What I found out after listening to the Crowder version, was the changed lyric. Crowder had taken the line, “sloppy wet kiss,” and changed it to, “unforeseen kiss.” The change seems insignificant, but what is fascinating about the song is that Macmillan wrote it the eve of the tragic death of his best friend, as a song of lament to God. “It is not,” in the words of Macmillan, “a worship song.” The full verse sings like this:

When Heaven meets earth like a SLOPPY WET KISS
And my heart moves violently inside of my chest
I don’t have time to maintain these regrets
When I think about, the way…

It seems like a small change but I used to be upset at the lyric change because it seemed to misrepresent the artists true intention.
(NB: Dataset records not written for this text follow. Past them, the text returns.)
PR #29, opened 2015-12-18
Added support for optimistic locking on delete

sumocoder:


sumocoder:
Please ignore the empty line changes, my editor is just stripping out trailing whitespaces. I did not make any changes to the `destroy_all` method since that does batch writes and batch writes do not support conditional checks.

sumocoder:
I have also noticed that using integers for lock version is not ideal since you can bypass the lock version check if you put in a decremented value. For example the following spec fails

```ruby
it 'prevents concurrent writes even when lock version is dirty (modified)' do
    address.save!
    a1 = address
    a2 = Address.find(address.id)

    a1.lock_version = 0
    a1.city = 'Seattle'
    a2.city = 'San Francisco'

    a1.save!
    expect { a2.save! }.to raise_exception(Dynamoid::Errors::StaleObjectError)
end
```

It might be better to use SecureRandom.hex to randomly generate a lock_version string instead of using integers and incrementing them

lib/dynamoid/persistence.rb
```diff
@@ -216,7 +216,21 @@ def destroy
...
+          if changes[:lock_version].nil?
+            self.lock_version
+          else
+            changes[:lock_version][0]
+          end
+        options[:conditions] = conditions
+      end
       Dynamoid.adapter.delete(self.class.table_name, self.hash_key, options)
+    rescue Dynamoid::Errors::ConditionalCheckFailedException
+      raise Dynamoid::Errors::StaleObjectError.new(self, 'delete')
```
philipmw: Can you make this a symbol, for GC-friendliness?

spec/dynamoid/persistence_spec.rb
```diff
@@ -292,6 +292,32 @@
         msg.destroy
       end.to_not raise_error
     end
+
+    context 'with lock version' do
+      it 'deletes a record if lock version matches' do
+        address.save!
+        expect { address.destroy }.to_not raise_error
```
philipmw: If you're expecting an exception, don't you have to use `#destroy!` instead of the kinder `#destroy`?

spec/dynamoid/persistence_spec.rb
```diff
@@ -292,6 +292,32 @@
...
+
+      it 'does not delete a record if lock version does not match' do
+        address.save!
+        a1 = address
+        a2 = Address.find(address.id)
+
+        a1.city = 'Seattle'
+        a1.save!
+
+        expect { a2.destroy }.to raise_exception(Dynamoid::Errors::StaleObjectError)
```
philipmw: same

spec/dynamoid/persistence_spec.rb
```diff
@@ -292,6 +292,32 @@
...
+      end
+
+      it 'uses the correct lock_version even if it is modified' do
+        address.save!
+        a1 = address
+        a1.lock_version = 100
+
+        expect { a1.destroy }.to_not raise_error
```
philipmw: same

philipmw:
Thanks for the PR! Looks great overall. I just added some small stuff. I'll think about what you said regarding using a random string.

spec/dynamoid/persistence_spec.rb
sumocoder: The destroy method in ActiveRecord does not catch ActiveRecord::StaleObjectError, so its the responsibility of the caller to handle those exceptions.

https://github.com/rails/rails/blob/7f18ea14c893cb5c9f04d4fda9661126758332b5/activerecord/lib/active_record/persistence.rb#L179

I tried to keep the same format as ActiveRecord. Although I understand what you mean, as a reader it looks like destroy does not throw an exception, I can make the modification.

lib/dynamoid/persistence.rb
sumocoder: Sure, would you like me to convert it to string for attempted_action attribute on the exception. It would be a breaking change otherwise.

philipmw: No I see that ActiveRecord also uses strings here.

PR #32, opened 2016-01-11
Added support for hash, binary and sets

sumocoder:
This is just for initial review, I will add more specs if you guys are ok with the changes. 

I have also added additional type checking to ensure that only correct types are allowed to save. Eg: If you pass an array to an integer field, it will save nil, this is similar to how active record does it.

Here is a summary of the mappings

Dynamoid type | Ruby type | AWS DynamoDB type
-----------------|-----------------|------------------
integer | Integer | Number
number | BigDecimal | Number
string | String | String
datetime | DateTime | Number
boolean | true/false | Boolean
serialized | String | String
array | Array | List
hash | Hash | Map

But it was this morning, as we sang the unforeseen kiss line, that I realized I longed for the original line for a different reason: it was true.

With Declan in the incubator, Lauren’s life nearly lost and my inability to prevent any of this from happening, I knew that the original lyric was far more true. In other words, whenever God meets us where we are at, it may be a wonderful surprise, but it is never clean. We come to Him with our mixed bag of issues, trust problems and massive need for healing. With man this is impossible, but with God it is always possible. Hear me clearly on this. It is messy, but it is worth it.
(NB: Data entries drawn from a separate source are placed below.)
PR #33, opened 2016-01-11
Added fix to ignore unknown fields on model initialize

sumocoder:


philipmw:
Thanks. This looks great! JRuby is broken, but it doesn't appear to be related to your PR, so I'll accept it and investigate the failure. My guess is that a newer version of the Ruby AWS SDK changed some things on us.

PR #35, opened 2016-01-28
fix query attribute behavior for booleans

amirmanji:
The current behavior of query attributes seems unexpected for booleans set to false:

```ruby
address.deliverable = false
address.deliverable?
=> true # because deliverable is not nil
```

This pull request changes the behavior to match ActiveRecord's:

```ruby
address.deliverable = false
address.deliverable?
=> false
```


philipmw:
Thanks!

PR #38, opened 2016-01-29
Added destroy! and delete_table

sumocoder:


philipmw:
Great. Would you please rebase?

pboling:
@sumocoder Finally fixed the spec suite on master.  I also added a synchronous option to the adapter's delete_table.  Do you think this should use that (basically waiting to return from the method until the delete is complete - blocking), or should it be an option here?

Is there any chance you could rebase?

pboling:

Issue #5, opened 2015-06-24
Provide option to skip namespace in configuration


BilalBudhani:
I've been rewriting a legacy app in Ruby. When I try to provide a custom name to my table name Dynamoid prepends namespace to the table name. It would be great if we can skip namespace in configuration. I also tried leaving the namespace blank which results in `_` before the table name.

RedaBenh:
+1
i try to name my table "my_table". but i can't because the gem set it to "_my_table" !

cignoir:
+1
I hope this gets fixed.

philipmw:
I merged the fix, thanks to brenden.

PR #40, opened 2016-01-31
Enable creating tables with no namespace prefix

brenden:
This PR allows table namespacing to be avoided when the namespace config option is set to nil. It fixes issue #5.


cignoir:
I need this and hope to be fixed #5 too.

philipmw:
Thanks!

The culture capitalizes on my ability to be quiet about my real issues and loud about my need for material things, but it is the authentic moments that seem to open the way for a different kind of life. This is a different way of living, which Jesus modeled for us. Declan is teaching me this. As I hold him, he opens his eyes and I think I really see his personality, and he is still making up his mind about me. The dad next door is snoring, which is hilarious. I just hope he doesn’t have the newborn in his arms, I know that might be my sons undoing. Flying babies are not a good thing!

Shalom,

Jon

 

Baby Beadle Day #21:

Restoration.

As Lauren and I pray together, we often ask the Lord to give us a theme to better help us understanding how to grow together in the season we are in. It is not uncommon for other (albeit well meaning) people to tell us what the theme of our season is, but we simply take it before the Lord. The word we got for this season is “restoration.” Not simply a restoration of my son in his incubator, but also a restoration of finances, old relationships, and whatever else.

Answers to prayer:
1. The hospital bill for Lauren’s C-section was mailed in to us today, and the amount we owe was not in the thousands, but in the low hundreds.
2. The acoustic guitar I thought had been stolen in January, was somehow returned to me today. The guy that found it does not know how the guitar appeared in his youth room.
3. My electric guitar, which I had presumed was lost, was also revealed to be just across the city and ready to be picked up by me.
4. Many of my oldest friends have come back into my life and I believe we are even closer than before.
5. Lauren was offered a job as a lead teacher in a day school program.
6. I have added a fourth student to give guitar lessons.
7. Prayer requests for friends are being answered in dramatic ways as well.
8. Declan is about to be put in a regular NICU bed, and soon he will be feeding like a normal baby. At this point, it is about gaining weight.

All in all, it has been a great day.

My advice for those who keep going through trial after trial, in a circular fashion, which seems to not go anywhere but right back to where they started: watch how you respond to hardship. Are you grateful? Do you embrace the moment and choose love in spite of whatever wrongdoing has occurred? Respond as if you have everything when you have nothing. The facts are always in front of us, but so is God, waiting on us to trust Him with a deeper wound.

It is one thing to be wounded, but it is even harder sometimes to be healed. That takes receiving, and receiving requires trust.

Trust requires love. Love requires everything.